The work forms part of the ALMA CMZ Exploration Survey (ACES), an international collaboration involving more than 160 scientists from over 70 institutions, including researchers from The Australian National University (ANU).
“It’s a place of extremes, invisible to our eyes yet now revealed in extraordinary detail,” said Dr Ashley Barnes from the European Southern Observatory (ESO) in Germany.
The resulting mosaic — created by stitching together many individual observations — spans a section of sky equivalent to three full moons placed side by side. It is the largest ALMA image ever produced and the first time the telescope array has scanned such a large portion of the Galactic Centre in cold molecular gas.

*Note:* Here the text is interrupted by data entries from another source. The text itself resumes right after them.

PR #216, opened 2024-03-11
fix: strip trailing whitespaces from gitignore.io responses

### LINKED ISSUE #81: Trim trailing whitespace for gitignore tokens from gitignore.io
Sometimes you may end up with this diff after running `krakenw apply` because you manually added an entry to `.gitignore` and your editor stripped trailing whitespace on lines in the file. 

image

tomkarw:
gitignore.io sometimes returns files with trailing whitespaces at the end of lines. This causes issues when editors remove the whitespaces on formatting, causing autogenerated parts of .gitignore file to change and fail kraken check.

Closes https://github.com/kraken-build/kraken/issues/81.


NiklasRosenstein:
As discussed offline, the issue with the `Icon` line is that it's intentionally followed by a carriage-return. But we should probably just consider throwing out the `gitignore.io` stuff again and go with a simpler set of well-defined Gitignore lines instead.

NiklasRosenstein:
Hey @tomkarw 👋 Would you still like to work on this, and update this MR and replace the `gitignore.io` stuff with a curated list of Gitignore lines?

PR #221, opened 2024-03-15
fix: Fix that `pyproject.toml` is continuously outdated in certain cases

NiklasRosenstein:
Sometimes the `pyproject.toml` would add or remove some newlines, in certain cases also be continuously outdated, never satisfying the `pyproject.check` task. This is because we converted the top-level `tomlkit` container that keeps track of formatting to a standard Python `dict`.


NiklasRosenstein:
Now that we're using a `MutableMapping` as the base class for `Pyproject` since #223, `setdefault()` behaves differently as explained in https://github.com/sdispater/tomlkit/issues/49#issuecomment-1999713939.

Need to override `setdefault()`, although I fear we might hit other incompatibilities issues down the road.. (This is the second, after #223).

That gas is critical. “The gas that ACES is targeting is cold molecular gas – the raw fuel from which stars form and that ultimately powers them,” said ANU Professor Christoph Federrath.
While astronomers have a relatively strong understanding of how stars form in the Milky Way’s outer regions, the Galactic Centre presents a far more extreme environment. The CMZ hosts some of the galaxy’s most massive stars — short-lived giants that end their lives in powerful supernovae or even hypernovae explosions.
“The CMZ hosts some of the most massive stars in our galaxy – stars that live fast and die young in spectacular explosions called supernovae, or even hypernovae,” said ACES leader Professor Steve Longmore from Liverpool John Moores University.
The new dataset reveals the region across a wide range of scales — from sprawling gas structures tens of light-years long to compact clouds surrounding individual newborn stars. This multi-scale view allows astronomers to probe how star formation operates under conditions of intense radiation, strong magnetic fields and powerful gravitational forces close to a supermassive black hole.
A defining characteristic of star-forming regions is turbulence — chaotic flows of gas and dust that compress material into dense filaments. In the Galactic Centre, that turbulence appears amplified.
“A defining feature of all star-forming clouds is their highly turbulent, chaotic flows of gas and dust,” Professor Federrath said. “Near the Galactic Centre, this turbulence becomes extreme, weaving a dense, tangled web of filaments that ultimately collapse to form new stars.”
Understanding the origin of this turbulence remains one of astrophysics’ most persistent open questions. Researchers at ANU are combining high-resolution observational data from ACES with advanced supercomputer simulations to investigate what drives such chaotic conditions and how they influence star formation efficiency.
“By combining cutting-edge supercomputer simulations with observational datasets like ACES, we can finally begin to unravel the mysteries of the extreme, chaotic conditions under which stars are born,” Professor Federrath said.
Because the Milky Way is the only galactic nucleus close enough to study in such fine detail, the findings offer a rare laboratory for testing models of star formation that also apply to distant galaxies. Insights from the CMZ could reshape understanding of how stars formed in the early universe, when galactic centres were likely more turbulent and energetic than they are today.
The ACES results are presented in a series of papers published in the Monthly Notices of the Royal Astronomical Society. The full dataset will be made publicly available through the ALMA Science Portal, enabling further research into one of the most dynamic and extreme regions of our galaxy.